* **Exercise instructions**:
The full set of records must be returned exactly, character for character.

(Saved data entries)
+ + + +

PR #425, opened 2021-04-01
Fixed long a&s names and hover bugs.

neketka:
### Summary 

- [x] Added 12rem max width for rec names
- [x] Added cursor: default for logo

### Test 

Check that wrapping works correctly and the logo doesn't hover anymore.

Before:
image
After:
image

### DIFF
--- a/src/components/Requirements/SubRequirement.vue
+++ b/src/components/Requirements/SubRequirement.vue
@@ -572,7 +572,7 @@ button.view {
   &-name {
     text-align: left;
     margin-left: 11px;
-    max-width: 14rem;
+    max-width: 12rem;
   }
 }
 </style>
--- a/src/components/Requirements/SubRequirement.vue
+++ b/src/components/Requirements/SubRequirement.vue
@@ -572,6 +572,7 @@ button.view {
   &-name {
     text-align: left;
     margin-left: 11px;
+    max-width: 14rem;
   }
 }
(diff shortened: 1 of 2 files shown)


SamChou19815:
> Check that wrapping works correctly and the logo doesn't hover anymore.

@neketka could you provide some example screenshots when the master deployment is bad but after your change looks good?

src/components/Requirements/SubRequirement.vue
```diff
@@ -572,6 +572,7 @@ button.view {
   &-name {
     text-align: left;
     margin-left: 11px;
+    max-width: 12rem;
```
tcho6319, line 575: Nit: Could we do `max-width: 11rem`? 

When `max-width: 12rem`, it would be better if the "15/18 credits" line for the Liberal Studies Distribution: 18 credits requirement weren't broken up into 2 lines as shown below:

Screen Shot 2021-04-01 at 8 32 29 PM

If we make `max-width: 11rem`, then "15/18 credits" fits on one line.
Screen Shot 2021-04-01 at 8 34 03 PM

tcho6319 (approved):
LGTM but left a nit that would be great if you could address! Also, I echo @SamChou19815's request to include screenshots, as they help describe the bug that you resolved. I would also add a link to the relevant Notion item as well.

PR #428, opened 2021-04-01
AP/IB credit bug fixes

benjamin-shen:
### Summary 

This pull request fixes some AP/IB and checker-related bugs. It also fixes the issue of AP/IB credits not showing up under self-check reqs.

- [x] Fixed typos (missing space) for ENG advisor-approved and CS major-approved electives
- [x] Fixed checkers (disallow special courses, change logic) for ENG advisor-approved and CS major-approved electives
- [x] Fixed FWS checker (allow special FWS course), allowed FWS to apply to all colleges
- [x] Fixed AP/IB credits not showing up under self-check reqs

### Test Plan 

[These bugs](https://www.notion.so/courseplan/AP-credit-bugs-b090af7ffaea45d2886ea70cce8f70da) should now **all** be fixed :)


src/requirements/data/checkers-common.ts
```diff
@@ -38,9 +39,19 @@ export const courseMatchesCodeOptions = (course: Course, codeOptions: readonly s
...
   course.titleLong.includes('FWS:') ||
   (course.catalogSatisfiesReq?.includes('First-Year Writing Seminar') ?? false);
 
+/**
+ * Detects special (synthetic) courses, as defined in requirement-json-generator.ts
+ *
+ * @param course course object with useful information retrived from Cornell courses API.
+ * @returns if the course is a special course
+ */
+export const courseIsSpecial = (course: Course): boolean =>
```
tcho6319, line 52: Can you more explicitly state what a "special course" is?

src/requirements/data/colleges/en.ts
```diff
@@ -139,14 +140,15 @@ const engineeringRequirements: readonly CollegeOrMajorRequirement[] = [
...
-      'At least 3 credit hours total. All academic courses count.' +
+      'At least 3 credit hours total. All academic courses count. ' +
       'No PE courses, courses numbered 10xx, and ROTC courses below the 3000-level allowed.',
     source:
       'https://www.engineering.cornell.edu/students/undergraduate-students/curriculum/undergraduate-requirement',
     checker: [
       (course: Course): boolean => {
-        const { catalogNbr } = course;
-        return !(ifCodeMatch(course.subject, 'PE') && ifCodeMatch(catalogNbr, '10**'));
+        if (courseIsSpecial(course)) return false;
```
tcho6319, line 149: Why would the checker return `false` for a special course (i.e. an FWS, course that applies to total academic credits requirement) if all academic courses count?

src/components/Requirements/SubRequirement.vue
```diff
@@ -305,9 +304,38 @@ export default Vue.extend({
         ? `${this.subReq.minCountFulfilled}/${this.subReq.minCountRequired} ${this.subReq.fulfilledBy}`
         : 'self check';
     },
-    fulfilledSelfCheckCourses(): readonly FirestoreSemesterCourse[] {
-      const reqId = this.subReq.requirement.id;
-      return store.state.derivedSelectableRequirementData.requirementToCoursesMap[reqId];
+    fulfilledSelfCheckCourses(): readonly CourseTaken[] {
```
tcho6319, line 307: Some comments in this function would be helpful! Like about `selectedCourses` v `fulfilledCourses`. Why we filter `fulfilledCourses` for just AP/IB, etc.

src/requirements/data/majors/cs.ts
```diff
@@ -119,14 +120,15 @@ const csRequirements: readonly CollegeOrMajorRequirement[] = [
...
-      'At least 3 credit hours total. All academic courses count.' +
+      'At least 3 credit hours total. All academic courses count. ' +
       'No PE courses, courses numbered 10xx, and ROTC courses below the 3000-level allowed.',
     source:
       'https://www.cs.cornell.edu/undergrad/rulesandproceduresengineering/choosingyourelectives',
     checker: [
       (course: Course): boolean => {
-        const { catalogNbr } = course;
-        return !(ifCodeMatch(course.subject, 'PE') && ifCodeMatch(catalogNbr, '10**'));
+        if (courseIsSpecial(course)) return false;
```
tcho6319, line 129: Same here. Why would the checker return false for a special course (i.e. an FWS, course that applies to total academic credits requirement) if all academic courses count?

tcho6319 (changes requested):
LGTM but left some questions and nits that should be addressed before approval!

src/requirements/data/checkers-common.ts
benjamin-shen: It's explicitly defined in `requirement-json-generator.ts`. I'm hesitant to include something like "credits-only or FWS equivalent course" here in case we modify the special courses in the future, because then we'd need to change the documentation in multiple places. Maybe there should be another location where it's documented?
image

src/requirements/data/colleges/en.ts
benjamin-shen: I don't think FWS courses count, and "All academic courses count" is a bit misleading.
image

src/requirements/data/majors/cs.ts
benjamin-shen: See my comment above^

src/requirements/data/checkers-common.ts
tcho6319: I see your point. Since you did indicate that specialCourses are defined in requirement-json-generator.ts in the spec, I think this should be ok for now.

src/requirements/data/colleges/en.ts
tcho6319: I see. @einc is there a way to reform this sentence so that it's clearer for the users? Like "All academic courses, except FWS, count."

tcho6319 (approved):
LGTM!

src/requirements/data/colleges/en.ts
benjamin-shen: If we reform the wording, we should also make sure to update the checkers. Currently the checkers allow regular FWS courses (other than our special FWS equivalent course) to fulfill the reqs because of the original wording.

+ + + +

* **Answer section**:
PR #425, opened 2021-04-01
Fixed long a&s names and hover bugs.

neketka:
### Summary 

- [x] Added 12rem max width for rec names
- [x] Added cursor: default for logo

### Test 

Check that wrapping works correctly and the logo doesn't hover anymore.

Before:
image
After:
image

### DIFF
--- a/src/components/Requirements/SubRequirement.vue
+++ b/src/components/Requirements/SubRequirement.vue
@@ -572,7 +572,7 @@ button.view {
   &-name {
     text-align: left;
     margin-left: 11px;
-    max-width: 14rem;
+    max-width: 12rem;
   }
 }
 </style>
--- a/src/components/Requirements/SubRequirement.vue
+++ b/src/components/Requirements/SubRequirement.vue
@@ -572,6 +572,7 @@ button.view {
   &-name {
     text-align: left;
     margin-left: 11px;
+    max-width: 14rem;
   }
 }
(diff shortened: 1 of 2 files shown)


SamChou19815:
> Check that wrapping works correctly and the logo doesn't hover anymore.

@neketka could you provide some example screenshots when the master deployment is bad but after your change looks good?

src/components/Requirements/SubRequirement.vue
```diff
@@ -572,6 +572,7 @@ button.view {
   &-name {
     text-align: left;
     margin-left: 11px;
+    max-width: 12rem;
```
tcho6319, line 575: Nit: Could we do `max-width: 11rem`? 

When `max-width: 12rem`, it would be better if the "15/18 credits" line for the Liberal Studies Distribution: 18 credits requirement weren't broken up into 2 lines as shown below:

Screen Shot 2021-04-01 at 8 32 29 PM

If we make `max-width: 11rem`, then "15/18 credits" fits on one line.
Screen Shot 2021-04-01 at 8 34 03 PM

tcho6319 (approved):
LGTM but left a nit that would be great if you could address! Also, I echo @SamChou19815's request to include screenshots, as they help describe the bug that you resolved. I would also add a link to the relevant Notion item as well.

PR #428, opened 2021-04-01
AP/IB credit bug fixes

benjamin-shen:
### Summary 

This pull request fixes some AP/IB and checker-related bugs. It also fixes the issue of AP/IB credits not showing up under self-check reqs.

- [x] Fixed typos (missing space) for ENG advisor-approved and CS major-approved electives
- [x] Fixed checkers (disallow special courses, change logic) for ENG advisor-approved and CS major-approved electives
- [x] Fixed FWS checker (allow special FWS course), allowed FWS to apply to all colleges
- [x] Fixed AP/IB credits not showing up under self-check reqs

### Test Plan 

[These bugs](https://www.notion.so/courseplan/AP-credit-bugs-b090af7ffaea45d2886ea70cce8f70da) should now **all** be fixed :)


src/requirements/data/checkers-common.ts
```diff
@@ -38,9 +39,19 @@ export const courseMatchesCodeOptions = (course: Course, codeOptions: readonly s
...
   course.titleLong.includes('FWS:') ||
   (course.catalogSatisfiesReq?.includes('First-Year Writing Seminar') ?? false);
 
+/**
+ * Detects special (synthetic) courses, as defined in requirement-json-generator.ts
+ *
+ * @param course course object with useful information retrived from Cornell courses API.
+ * @returns if the course is a special course
+ */
+export const courseIsSpecial = (course: Course): boolean =>
```
tcho6319, line 52: Can you more explicitly state what a "special course" is?

src/requirements/data/colleges/en.ts
```diff
@@ -139,14 +140,15 @@ const engineeringRequirements: readonly CollegeOrMajorRequirement[] = [
...
-      'At least 3 credit hours total. All academic courses count.' +
+      'At least 3 credit hours total. All academic courses count. ' +
       'No PE courses, courses numbered 10xx, and ROTC courses below the 3000-level allowed.',
     source:
       'https://www.engineering.cornell.edu/students/undergraduate-students/curriculum/undergraduate-requirement',
     checker: [
       (course: Course): boolean => {
-        const { catalogNbr } = course;
-        return !(ifCodeMatch(course.subject, 'PE') && ifCodeMatch(catalogNbr, '10**'));
+        if (courseIsSpecial(course)) return false;
```
tcho6319, line 149: Why would the checker return `false` for a special course (i.e. an FWS, course that applies to total academic credits requirement) if all academic courses count?

src/components/Requirements/SubRequirement.vue
```diff
@@ -305,9 +304,38 @@ export default Vue.extend({
         ? `${this.subReq.minCountFulfilled}/${this.subReq.minCountRequired} ${this.subReq.fulfilledBy}`
         : 'self check';
     },
-    fulfilledSelfCheckCourses(): readonly FirestoreSemesterCourse[] {
-      const reqId = this.subReq.requirement.id;
-      return store.state.derivedSelectableRequirementData.requirementToCoursesMap[reqId];
+    fulfilledSelfCheckCourses(): readonly CourseTaken[] {
```
tcho6319, line 307: Some comments in this function would be helpful! Like about `selectedCourses` v `fulfilledCourses`. Why we filter `fulfilledCourses` for just AP/IB, etc.

src/requirements/data/majors/cs.ts
```diff
@@ -119,14 +120,15 @@ const csRequirements: readonly CollegeOrMajorRequirement[] = [
...
-      'At least 3 credit hours total. All academic courses count.' +
+      'At least 3 credit hours total. All academic courses count. ' +
       'No PE courses, courses numbered 10xx, and ROTC courses below the 3000-level allowed.',
     source:
       'https://www.cs.cornell.edu/undergrad/rulesandproceduresengineering/choosingyourelectives',
     checker: [
       (course: Course): boolean => {
-        const { catalogNbr } = course;
-        return !(ifCodeMatch(course.subject, 'PE') && ifCodeMatch(catalogNbr, '10**'));
+        if (courseIsSpecial(course)) return false;
```
tcho6319, line 129: Same here. Why would the checker return false for a special course (i.e. an FWS, course that applies to total academic credits requirement) if all academic courses count?

tcho6319 (changes requested):
LGTM but left some questions and nits that should be addressed before approval!

src/requirements/data/checkers-common.ts
benjamin-shen: It's explicitly defined in `requirement-json-generator.ts`. I'm hesitant to include something like "credits-only or FWS equivalent course" here in case we modify the special courses in the future, because then we'd need to change the documentation in multiple places. Maybe there should be another location where it's documented?
image

src/requirements/data/colleges/en.ts
benjamin-shen: I don't think FWS courses count, and "All academic courses count" is a bit misleading.
image

src/requirements/data/majors/cs.ts
benjamin-shen: See my comment above^

src/requirements/data/checkers-common.ts
tcho6319: I see your point. Since you did indicate that specialCourses are defined in requirement-json-generator.ts in the spec, I think this should be ok for now.

src/requirements/data/colleges/en.ts
tcho6319: I see. @einc is there a way to reform this sentence so that it's clearer for the users? Like "All academic courses, except FWS, count."

tcho6319 (approved):
LGTM!

src/requirements/data/colleges/en.ts
benjamin-shen: If we reform the wording, we should also make sure to update the checkers. Currently the checkers allow regular FWS courses (other than our special FWS equivalent course) to fulfill the reqs because of the original wording.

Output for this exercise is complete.